| Work instruction |
Please reproduce the data in its entirety, word for word.

| Collected data entries |
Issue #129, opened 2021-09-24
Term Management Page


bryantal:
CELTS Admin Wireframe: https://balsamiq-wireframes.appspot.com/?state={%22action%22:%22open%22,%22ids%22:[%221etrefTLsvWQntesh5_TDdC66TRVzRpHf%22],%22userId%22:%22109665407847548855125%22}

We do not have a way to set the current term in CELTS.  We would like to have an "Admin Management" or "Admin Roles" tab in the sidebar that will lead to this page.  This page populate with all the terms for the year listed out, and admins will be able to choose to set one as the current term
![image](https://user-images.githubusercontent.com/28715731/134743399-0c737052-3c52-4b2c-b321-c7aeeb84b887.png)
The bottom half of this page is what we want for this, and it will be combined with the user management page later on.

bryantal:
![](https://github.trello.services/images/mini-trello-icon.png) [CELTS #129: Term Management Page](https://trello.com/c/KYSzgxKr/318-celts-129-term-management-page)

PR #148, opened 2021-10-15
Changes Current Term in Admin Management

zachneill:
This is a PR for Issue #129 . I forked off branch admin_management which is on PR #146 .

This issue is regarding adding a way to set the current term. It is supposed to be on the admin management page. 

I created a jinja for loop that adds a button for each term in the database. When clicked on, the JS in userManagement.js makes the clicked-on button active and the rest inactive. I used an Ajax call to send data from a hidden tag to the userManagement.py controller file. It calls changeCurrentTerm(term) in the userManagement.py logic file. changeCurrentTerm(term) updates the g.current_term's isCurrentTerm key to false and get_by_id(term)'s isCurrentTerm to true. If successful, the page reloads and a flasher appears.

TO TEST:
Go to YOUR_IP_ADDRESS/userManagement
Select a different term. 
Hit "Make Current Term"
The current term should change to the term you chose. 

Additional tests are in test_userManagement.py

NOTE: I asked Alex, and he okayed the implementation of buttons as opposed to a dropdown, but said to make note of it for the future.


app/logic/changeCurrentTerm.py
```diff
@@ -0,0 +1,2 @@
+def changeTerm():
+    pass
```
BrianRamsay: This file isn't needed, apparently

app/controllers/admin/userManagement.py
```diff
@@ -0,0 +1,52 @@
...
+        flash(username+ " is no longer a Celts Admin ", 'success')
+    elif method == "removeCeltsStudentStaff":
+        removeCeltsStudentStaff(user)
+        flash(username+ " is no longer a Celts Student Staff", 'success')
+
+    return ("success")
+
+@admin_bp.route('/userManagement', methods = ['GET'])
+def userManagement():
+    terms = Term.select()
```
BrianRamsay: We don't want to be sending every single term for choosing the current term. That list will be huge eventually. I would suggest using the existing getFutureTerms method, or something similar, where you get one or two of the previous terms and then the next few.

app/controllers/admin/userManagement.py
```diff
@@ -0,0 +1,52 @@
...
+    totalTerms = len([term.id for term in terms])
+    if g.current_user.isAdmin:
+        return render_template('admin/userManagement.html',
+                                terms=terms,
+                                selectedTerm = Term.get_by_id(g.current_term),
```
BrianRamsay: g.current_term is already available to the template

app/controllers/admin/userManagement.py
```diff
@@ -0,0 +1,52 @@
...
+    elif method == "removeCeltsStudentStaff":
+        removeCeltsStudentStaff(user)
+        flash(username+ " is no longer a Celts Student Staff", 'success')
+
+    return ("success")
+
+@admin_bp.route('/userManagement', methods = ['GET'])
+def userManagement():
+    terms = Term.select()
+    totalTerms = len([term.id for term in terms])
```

| Response to the task |
Issue #129, opened 2021-09-24
Term Management Page


bryantal:
CELTS Admin Wireframe: https://balsamiq-wireframes.appspot.com/?state={%22action%22:%22open%22,%22ids%22:[%221etrefTLsvWQntesh5_TDdC66TRVzRpHf%22],%22userId%22:%22109665407847548855125%22}

We do not have a way to set the current term in CELTS.  We would like to have an "Admin Management" or "Admin Roles" tab in the sidebar that will lead to this page.  This page populate with all the terms for the year listed out, and admins will be able to choose to set one as the current term
![image](https://user-images.githubusercontent.com/28715731/134743399-0c737052-3c52-4b2c-b321-c7aeeb84b887.png)
The bottom half of this page is what we want for this, and it will be combined with the user management page later on.

bryantal:
![](https://github.trello.services/images/mini-trello-icon.png) [CELTS #129: Term Management Page](https://trello.com/c/KYSzgxKr/318-celts-129-term-management-page)

PR #148, opened 2021-10-15
Changes Current Term in Admin Management

zachneill:
This is a PR for Issue #129 . I forked off branch admin_management which is on PR #146 .

This issue is regarding adding a way to set the current term. It is supposed to be on the admin management page. 

I created a jinja for loop that adds a button for each term in the database. When clicked on, the JS in userManagement.js makes the clicked-on button active and the rest inactive. I used an Ajax call to send data from a hidden tag to the userManagement.py controller file. It calls changeCurrentTerm(term) in the userManagement.py logic file. changeCurrentTerm(term) updates the g.current_term's isCurrentTerm key to false and get_by_id(term)'s isCurrentTerm to true. If successful, the page reloads and a flasher appears.

TO TEST:
Go to YOUR_IP_ADDRESS/userManagement
Select a different term. 
Hit "Make Current Term"
The current term should change to the term you chose. 

Additional tests are in test_userManagement.py

NOTE: I asked Alex, and he okayed the implementation of buttons as opposed to a dropdown, but said to make note of it for the future.


app/logic/changeCurrentTerm.py
```diff
@@ -0,0 +1,2 @@
+def changeTerm():
+    pass
```
BrianRamsay: This file isn't needed, apparently

app/controllers/admin/userManagement.py
```diff
@@ -0,0 +1,52 @@
...
+        flash(username+ " is no longer a Celts Admin ", 'success')
+    elif method == "removeCeltsStudentStaff":
+        removeCeltsStudentStaff(user)
+        flash(username+ " is no longer a Celts Student Staff", 'success')
+
+    return ("success")
+
+@admin_bp.route('/userManagement', methods = ['GET'])
+def userManagement():
+    terms = Term.select()
```
BrianRamsay: We don't want to be sending every single term for choosing the current term. That list will be huge eventually. I would suggest using the existing getFutureTerms method, or something similar, where you get one or two of the previous terms and then the next few.

app/controllers/admin/userManagement.py
```diff
@@ -0,0 +1,52 @@
...
+    totalTerms = len([term.id for term in terms])
+    if g.current_user.isAdmin:
+        return render_template('admin/userManagement.html',
+                                terms=terms,
+                                selectedTerm = Term.get_by_id(g.current_term),
```
BrianRamsay: g.current_term is already available to the template

app/controllers/admin/userManagement.py
```diff
@@ -0,0 +1,52 @@
...
+    elif method == "removeCeltsStudentStaff":
+        removeCeltsStudentStaff(user)
+        flash(username+ " is no longer a Celts Student Staff", 'success')
+
+    return ("success")
+
+@admin_bp.route('/userManagement', methods = ['GET'])
+def userManagement():
+    terms = Term.select()
+    totalTerms = len([term.id for term in terms])
```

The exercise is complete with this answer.